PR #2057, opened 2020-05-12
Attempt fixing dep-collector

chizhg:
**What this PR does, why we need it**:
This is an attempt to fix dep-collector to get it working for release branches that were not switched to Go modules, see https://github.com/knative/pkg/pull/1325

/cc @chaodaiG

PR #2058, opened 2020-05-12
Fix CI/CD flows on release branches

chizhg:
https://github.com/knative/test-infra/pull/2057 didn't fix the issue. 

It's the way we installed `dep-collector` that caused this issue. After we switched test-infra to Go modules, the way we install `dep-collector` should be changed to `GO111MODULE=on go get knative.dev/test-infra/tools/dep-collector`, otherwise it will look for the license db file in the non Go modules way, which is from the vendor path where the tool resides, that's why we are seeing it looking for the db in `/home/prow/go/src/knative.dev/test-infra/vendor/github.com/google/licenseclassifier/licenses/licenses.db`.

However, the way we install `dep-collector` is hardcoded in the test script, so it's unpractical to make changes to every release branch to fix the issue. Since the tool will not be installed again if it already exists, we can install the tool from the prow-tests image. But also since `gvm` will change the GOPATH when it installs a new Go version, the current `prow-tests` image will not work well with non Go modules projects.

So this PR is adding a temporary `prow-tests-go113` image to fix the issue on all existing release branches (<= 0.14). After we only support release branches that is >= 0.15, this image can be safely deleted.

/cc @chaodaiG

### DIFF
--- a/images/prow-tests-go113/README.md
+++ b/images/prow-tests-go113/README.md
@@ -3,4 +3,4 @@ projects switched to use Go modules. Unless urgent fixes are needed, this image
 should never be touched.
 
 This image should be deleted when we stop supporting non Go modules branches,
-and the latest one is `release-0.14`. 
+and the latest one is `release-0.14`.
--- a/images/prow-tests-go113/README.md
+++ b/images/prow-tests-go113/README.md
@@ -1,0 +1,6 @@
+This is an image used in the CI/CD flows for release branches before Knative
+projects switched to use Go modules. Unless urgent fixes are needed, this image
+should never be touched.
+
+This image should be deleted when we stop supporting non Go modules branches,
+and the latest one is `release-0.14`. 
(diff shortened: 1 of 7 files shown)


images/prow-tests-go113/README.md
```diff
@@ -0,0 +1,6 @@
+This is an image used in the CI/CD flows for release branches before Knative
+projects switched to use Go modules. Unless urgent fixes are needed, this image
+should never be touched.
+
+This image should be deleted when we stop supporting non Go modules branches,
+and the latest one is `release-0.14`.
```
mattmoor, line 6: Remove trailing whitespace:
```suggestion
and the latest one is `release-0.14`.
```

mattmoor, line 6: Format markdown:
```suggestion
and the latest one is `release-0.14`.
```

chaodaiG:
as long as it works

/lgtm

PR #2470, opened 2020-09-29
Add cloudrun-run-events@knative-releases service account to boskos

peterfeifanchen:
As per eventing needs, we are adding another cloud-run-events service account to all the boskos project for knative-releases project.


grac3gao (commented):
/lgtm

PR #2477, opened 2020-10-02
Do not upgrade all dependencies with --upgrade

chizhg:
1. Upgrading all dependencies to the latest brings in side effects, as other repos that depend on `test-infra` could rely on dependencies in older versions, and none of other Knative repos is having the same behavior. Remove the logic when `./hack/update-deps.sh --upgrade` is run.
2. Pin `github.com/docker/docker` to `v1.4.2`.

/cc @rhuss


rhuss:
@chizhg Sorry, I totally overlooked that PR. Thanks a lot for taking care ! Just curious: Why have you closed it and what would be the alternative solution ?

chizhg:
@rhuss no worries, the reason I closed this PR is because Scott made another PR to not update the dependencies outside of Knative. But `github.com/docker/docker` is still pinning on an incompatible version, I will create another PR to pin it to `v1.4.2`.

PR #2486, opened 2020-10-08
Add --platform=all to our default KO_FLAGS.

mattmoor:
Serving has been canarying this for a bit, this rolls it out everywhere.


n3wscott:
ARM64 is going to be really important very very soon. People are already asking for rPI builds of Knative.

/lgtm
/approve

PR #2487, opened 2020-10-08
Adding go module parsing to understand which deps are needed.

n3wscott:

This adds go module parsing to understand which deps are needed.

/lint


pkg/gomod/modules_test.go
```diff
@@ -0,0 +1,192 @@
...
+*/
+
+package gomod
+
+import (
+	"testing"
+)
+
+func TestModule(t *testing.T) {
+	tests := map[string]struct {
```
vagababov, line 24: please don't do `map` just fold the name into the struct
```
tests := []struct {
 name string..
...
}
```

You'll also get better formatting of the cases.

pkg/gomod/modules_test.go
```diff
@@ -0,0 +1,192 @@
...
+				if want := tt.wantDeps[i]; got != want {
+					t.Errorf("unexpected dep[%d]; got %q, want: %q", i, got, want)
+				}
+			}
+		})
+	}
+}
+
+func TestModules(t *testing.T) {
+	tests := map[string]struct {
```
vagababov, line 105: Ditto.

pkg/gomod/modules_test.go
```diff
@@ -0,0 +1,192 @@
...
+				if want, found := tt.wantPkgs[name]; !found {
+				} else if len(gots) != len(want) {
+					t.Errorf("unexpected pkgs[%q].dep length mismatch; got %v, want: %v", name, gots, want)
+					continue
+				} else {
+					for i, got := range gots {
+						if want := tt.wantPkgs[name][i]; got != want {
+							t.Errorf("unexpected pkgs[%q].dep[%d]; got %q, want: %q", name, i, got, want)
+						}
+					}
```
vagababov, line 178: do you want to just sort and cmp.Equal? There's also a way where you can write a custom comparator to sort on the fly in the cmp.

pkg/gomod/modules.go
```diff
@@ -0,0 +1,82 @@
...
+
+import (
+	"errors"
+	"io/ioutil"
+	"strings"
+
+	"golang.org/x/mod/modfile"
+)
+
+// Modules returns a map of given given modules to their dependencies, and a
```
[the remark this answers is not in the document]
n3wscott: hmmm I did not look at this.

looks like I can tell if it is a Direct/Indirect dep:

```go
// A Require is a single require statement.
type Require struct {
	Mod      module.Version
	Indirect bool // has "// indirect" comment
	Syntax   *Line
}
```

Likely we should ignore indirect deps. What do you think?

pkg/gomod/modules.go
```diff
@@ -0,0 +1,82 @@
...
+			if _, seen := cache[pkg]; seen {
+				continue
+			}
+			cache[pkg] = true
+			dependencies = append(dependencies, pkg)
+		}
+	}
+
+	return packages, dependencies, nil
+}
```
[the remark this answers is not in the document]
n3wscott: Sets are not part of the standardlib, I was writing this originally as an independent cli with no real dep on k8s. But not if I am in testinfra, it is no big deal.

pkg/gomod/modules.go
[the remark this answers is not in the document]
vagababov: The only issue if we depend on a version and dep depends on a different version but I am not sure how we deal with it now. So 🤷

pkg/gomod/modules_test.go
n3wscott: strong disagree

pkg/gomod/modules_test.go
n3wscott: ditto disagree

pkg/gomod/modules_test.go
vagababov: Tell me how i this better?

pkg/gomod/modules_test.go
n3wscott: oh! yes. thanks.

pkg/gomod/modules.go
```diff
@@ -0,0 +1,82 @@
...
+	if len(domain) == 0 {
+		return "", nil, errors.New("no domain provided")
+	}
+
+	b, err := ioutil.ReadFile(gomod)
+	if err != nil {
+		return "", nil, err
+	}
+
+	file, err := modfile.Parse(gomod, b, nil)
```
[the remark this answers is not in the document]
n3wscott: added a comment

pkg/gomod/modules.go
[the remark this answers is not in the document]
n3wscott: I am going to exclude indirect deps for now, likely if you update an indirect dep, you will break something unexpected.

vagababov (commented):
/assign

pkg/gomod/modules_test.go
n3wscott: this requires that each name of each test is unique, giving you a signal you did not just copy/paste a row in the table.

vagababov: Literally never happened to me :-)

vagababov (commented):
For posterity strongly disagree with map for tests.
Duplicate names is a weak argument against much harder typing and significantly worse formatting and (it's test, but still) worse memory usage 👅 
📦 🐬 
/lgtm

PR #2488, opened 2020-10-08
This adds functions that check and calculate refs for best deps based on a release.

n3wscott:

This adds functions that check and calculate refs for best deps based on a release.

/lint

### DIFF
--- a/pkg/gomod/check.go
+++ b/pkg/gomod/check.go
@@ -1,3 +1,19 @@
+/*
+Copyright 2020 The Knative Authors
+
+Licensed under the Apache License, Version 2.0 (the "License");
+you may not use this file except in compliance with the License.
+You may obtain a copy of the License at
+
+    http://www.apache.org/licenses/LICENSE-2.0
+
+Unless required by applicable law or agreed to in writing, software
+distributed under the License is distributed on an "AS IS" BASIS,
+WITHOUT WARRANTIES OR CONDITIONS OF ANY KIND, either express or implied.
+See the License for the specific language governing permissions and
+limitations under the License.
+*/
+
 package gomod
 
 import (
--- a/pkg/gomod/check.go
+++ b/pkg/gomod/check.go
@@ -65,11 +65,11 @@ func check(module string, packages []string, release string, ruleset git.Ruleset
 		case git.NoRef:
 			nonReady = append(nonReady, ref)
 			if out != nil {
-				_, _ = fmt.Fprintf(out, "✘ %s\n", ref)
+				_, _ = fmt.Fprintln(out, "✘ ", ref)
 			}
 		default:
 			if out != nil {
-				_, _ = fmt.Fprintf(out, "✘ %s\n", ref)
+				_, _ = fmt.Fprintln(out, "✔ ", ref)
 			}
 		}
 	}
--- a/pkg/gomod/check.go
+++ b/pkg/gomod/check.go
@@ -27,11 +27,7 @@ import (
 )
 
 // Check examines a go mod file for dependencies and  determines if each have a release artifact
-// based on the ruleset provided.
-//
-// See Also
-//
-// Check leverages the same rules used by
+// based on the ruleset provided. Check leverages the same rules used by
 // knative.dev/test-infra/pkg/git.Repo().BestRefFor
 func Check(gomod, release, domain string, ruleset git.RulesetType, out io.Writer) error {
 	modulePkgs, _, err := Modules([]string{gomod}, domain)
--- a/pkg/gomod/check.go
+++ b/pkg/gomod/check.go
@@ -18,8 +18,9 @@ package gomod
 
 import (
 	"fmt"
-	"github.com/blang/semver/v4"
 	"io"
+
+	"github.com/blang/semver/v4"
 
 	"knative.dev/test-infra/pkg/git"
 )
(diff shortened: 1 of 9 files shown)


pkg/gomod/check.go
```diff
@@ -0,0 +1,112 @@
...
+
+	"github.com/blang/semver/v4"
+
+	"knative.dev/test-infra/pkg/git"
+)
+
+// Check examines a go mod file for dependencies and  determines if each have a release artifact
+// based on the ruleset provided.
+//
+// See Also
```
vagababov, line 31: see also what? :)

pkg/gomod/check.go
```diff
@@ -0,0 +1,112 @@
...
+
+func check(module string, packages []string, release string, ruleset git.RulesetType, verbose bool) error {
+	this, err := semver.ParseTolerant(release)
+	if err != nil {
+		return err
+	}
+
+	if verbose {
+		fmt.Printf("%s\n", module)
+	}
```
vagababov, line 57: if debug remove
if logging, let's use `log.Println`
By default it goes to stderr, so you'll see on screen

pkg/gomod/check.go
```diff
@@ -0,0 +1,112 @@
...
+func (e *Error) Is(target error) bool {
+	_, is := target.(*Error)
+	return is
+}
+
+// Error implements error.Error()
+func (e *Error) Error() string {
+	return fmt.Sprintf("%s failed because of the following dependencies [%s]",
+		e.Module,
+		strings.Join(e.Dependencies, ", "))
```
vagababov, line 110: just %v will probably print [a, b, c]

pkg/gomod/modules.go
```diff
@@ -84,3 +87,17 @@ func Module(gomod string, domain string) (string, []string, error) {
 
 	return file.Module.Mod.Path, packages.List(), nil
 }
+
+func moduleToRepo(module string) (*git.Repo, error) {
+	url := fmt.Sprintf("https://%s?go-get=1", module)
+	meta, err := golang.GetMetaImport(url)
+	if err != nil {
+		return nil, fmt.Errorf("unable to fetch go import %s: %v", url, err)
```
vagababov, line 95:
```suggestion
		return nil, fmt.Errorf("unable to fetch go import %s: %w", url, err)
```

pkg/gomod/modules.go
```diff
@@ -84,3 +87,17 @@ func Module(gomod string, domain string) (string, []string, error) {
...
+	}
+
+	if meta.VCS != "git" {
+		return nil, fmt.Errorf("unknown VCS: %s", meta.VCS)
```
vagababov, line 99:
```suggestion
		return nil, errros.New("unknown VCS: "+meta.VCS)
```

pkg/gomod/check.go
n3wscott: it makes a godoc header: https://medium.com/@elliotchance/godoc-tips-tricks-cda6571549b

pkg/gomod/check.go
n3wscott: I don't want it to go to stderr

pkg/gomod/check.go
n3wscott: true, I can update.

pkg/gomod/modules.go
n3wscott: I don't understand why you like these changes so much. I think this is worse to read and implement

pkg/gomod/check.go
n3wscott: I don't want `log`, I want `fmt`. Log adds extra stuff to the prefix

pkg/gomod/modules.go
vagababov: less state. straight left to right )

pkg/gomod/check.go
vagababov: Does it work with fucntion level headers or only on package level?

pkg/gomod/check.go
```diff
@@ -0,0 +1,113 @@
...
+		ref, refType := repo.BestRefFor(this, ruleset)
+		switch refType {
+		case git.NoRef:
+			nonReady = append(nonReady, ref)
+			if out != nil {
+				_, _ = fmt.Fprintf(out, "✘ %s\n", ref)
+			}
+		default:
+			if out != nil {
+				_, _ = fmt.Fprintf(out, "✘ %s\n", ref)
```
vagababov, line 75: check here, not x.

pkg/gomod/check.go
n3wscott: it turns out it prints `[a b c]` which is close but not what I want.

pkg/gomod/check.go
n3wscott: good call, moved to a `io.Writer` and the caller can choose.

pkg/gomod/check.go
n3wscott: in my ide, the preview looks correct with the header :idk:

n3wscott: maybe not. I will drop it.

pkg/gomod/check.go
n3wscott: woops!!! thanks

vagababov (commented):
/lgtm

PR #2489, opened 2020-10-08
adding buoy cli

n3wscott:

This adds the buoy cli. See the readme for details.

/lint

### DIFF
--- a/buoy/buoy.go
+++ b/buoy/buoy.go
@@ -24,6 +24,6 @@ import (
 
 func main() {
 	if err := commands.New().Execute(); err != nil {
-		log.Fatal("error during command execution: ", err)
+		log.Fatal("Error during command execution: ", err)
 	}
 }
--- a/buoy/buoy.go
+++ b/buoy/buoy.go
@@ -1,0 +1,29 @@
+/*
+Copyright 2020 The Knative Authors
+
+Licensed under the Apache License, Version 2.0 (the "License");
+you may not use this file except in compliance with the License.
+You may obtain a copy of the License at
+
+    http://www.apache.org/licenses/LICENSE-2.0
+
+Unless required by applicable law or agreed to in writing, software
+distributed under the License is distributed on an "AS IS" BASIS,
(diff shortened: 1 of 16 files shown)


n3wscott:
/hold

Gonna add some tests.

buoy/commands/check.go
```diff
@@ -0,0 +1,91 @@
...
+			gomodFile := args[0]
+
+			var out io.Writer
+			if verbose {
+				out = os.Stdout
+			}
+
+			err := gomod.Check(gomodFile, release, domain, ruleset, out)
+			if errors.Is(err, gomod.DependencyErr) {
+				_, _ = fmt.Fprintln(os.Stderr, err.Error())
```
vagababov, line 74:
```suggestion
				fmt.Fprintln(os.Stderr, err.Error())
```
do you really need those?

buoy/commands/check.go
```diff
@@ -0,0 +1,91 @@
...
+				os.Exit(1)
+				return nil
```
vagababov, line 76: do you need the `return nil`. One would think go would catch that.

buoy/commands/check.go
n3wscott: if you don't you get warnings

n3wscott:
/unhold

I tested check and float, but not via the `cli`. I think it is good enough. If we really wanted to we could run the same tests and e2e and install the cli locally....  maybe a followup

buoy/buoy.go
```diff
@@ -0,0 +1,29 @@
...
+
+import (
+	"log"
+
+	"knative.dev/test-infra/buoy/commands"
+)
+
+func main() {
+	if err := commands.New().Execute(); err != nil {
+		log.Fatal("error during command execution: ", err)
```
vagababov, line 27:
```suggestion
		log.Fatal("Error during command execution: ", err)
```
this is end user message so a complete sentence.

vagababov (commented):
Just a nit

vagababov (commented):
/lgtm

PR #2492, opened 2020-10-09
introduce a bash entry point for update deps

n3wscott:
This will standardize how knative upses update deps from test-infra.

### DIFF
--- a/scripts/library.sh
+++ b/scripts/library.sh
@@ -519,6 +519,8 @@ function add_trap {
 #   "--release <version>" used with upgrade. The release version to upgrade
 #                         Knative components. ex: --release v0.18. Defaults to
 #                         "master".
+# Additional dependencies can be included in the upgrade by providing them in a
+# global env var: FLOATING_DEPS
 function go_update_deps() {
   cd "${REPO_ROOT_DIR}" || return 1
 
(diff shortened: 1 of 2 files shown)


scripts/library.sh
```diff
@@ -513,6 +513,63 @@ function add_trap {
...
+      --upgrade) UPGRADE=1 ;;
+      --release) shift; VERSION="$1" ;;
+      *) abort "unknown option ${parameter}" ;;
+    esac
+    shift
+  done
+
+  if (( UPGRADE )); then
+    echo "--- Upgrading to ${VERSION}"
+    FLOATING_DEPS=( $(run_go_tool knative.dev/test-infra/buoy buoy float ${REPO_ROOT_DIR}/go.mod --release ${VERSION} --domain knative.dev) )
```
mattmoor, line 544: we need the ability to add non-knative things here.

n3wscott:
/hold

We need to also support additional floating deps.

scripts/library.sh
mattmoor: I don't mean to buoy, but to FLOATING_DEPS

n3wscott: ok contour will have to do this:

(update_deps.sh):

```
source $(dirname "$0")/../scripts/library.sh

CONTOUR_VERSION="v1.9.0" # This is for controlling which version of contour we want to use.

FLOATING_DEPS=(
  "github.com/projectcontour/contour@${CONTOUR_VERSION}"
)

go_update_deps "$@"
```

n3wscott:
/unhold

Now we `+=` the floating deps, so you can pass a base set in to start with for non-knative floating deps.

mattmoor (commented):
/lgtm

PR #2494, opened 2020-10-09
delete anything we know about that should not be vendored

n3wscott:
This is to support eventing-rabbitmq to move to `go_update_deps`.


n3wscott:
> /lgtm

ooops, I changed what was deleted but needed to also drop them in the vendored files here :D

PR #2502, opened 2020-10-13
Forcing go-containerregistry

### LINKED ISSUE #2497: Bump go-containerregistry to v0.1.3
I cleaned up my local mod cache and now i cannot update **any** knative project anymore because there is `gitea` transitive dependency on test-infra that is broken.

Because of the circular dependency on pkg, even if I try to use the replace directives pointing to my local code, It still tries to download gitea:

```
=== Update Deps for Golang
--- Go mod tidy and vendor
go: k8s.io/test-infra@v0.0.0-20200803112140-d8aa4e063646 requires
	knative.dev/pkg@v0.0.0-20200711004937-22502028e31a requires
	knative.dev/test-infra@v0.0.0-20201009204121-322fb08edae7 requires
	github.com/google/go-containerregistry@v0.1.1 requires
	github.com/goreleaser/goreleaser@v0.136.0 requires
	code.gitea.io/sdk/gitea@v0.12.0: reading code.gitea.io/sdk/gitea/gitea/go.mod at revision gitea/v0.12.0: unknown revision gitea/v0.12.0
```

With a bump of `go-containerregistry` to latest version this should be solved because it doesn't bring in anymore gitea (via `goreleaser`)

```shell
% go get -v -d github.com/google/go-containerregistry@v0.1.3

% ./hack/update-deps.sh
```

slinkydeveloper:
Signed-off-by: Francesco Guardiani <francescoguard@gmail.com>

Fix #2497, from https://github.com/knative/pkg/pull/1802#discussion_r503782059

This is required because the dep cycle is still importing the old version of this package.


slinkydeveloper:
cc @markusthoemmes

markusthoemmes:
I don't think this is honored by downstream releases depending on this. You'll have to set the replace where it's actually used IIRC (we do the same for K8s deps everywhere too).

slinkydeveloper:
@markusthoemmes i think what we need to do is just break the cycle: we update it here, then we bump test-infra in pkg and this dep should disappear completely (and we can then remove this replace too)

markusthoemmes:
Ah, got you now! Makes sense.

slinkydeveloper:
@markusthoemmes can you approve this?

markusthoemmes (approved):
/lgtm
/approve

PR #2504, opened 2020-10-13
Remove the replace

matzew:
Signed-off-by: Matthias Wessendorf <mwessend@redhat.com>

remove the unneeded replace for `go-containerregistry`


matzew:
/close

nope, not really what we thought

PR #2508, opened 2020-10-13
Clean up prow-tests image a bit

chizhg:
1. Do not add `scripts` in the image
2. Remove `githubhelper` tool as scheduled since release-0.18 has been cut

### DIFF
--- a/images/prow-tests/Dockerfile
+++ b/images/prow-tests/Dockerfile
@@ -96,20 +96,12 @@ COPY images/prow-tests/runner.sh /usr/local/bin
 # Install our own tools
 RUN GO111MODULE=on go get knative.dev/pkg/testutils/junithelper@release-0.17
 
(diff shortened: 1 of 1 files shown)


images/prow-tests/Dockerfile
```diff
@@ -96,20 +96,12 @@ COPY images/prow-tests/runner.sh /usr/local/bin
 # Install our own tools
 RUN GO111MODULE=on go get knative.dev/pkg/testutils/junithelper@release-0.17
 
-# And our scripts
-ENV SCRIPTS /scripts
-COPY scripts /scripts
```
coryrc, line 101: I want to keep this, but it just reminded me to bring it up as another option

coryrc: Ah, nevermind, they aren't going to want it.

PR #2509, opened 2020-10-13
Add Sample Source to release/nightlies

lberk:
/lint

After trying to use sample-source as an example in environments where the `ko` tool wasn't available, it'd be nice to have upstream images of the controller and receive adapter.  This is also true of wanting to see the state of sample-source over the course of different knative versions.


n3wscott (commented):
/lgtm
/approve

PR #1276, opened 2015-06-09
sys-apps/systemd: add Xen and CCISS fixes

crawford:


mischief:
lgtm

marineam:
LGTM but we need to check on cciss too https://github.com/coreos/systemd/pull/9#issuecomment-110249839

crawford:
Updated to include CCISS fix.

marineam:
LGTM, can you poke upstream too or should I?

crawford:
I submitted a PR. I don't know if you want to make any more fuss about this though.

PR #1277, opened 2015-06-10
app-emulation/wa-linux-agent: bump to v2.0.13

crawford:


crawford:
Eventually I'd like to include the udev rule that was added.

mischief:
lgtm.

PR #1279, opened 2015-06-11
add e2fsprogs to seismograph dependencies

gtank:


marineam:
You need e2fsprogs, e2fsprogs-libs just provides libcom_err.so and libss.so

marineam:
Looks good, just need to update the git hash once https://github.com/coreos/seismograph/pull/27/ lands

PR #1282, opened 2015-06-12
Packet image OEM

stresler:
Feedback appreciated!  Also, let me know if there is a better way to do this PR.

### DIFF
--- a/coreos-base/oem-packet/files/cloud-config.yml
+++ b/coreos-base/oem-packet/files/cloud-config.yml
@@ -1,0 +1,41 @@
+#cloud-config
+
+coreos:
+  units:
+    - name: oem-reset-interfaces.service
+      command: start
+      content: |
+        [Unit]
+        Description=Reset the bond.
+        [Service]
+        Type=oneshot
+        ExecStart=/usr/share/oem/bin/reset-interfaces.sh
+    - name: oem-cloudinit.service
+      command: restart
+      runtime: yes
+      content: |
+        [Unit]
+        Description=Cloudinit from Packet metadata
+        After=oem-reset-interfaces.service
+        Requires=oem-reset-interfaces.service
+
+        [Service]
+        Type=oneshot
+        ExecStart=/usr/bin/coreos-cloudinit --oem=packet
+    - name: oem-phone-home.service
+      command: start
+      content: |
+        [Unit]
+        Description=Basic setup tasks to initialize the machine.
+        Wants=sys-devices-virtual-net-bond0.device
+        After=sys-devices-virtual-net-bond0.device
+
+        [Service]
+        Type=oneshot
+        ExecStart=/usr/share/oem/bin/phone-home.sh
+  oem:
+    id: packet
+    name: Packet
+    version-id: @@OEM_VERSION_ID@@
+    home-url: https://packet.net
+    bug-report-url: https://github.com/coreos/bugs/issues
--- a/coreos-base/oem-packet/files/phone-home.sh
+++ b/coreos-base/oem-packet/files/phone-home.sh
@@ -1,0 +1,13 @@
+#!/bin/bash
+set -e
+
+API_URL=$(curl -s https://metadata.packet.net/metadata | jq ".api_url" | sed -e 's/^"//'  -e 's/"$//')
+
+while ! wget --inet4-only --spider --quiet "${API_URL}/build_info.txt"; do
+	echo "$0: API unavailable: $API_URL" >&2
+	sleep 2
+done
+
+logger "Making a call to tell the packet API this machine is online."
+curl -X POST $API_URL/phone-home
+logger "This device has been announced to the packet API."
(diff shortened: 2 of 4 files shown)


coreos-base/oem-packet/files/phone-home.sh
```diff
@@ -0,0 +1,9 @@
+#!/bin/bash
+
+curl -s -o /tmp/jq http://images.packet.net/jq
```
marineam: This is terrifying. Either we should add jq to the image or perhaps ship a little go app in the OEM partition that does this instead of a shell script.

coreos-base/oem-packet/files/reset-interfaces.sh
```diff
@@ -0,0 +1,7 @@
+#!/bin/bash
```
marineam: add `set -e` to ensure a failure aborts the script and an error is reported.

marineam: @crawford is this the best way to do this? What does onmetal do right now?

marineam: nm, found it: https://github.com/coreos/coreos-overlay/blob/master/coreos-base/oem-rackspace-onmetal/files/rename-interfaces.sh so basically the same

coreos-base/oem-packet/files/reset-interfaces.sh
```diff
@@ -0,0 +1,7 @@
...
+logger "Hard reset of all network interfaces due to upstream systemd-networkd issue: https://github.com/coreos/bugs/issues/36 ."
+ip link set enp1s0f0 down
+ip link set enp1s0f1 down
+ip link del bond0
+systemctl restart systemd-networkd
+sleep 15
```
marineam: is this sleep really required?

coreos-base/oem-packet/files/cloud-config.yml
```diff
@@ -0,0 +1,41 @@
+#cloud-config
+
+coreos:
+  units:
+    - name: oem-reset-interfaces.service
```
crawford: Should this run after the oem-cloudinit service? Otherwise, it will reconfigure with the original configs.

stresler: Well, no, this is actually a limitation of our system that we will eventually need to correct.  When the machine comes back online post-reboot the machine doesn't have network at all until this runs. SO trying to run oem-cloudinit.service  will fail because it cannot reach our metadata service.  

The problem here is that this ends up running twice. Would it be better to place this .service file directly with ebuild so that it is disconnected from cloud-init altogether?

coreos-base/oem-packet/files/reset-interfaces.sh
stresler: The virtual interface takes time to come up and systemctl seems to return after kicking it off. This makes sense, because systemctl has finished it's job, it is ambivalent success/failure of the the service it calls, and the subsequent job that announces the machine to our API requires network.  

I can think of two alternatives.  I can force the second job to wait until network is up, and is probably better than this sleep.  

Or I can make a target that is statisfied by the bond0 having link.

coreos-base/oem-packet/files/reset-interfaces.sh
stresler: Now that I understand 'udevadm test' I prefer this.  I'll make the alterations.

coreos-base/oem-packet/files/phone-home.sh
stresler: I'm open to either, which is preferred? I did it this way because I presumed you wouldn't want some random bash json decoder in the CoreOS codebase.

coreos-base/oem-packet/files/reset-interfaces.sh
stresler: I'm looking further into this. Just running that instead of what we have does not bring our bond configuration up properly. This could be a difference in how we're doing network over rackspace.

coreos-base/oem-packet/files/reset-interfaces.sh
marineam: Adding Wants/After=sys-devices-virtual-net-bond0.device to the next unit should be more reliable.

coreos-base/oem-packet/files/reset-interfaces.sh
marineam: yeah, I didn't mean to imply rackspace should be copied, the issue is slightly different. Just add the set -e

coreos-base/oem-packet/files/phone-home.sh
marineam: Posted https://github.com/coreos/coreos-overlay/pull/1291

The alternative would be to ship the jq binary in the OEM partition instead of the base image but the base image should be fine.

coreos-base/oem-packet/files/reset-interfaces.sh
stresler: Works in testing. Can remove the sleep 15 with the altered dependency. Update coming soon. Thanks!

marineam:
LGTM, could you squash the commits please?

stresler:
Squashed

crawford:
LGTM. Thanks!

**INSTRUCTIONS TO FOLLOW**: Wherever a line in the records contains the word "better", copy that line.

**SOLUTION FOR THIS EXERCISE**:
You'll also get better formatting of the cases.
vagababov: Tell me how i this better?
Feedback appreciated!  Also, let me know if there is a better way to do this PR.
The problem here is that this ends up running twice. Would it be better to place this .service file directly with ebuild so that it is disconnected from cloud-init altogether?
I can think of two alternatives.  I can force the second job to wait until network is up, and is probably better than this sleep.  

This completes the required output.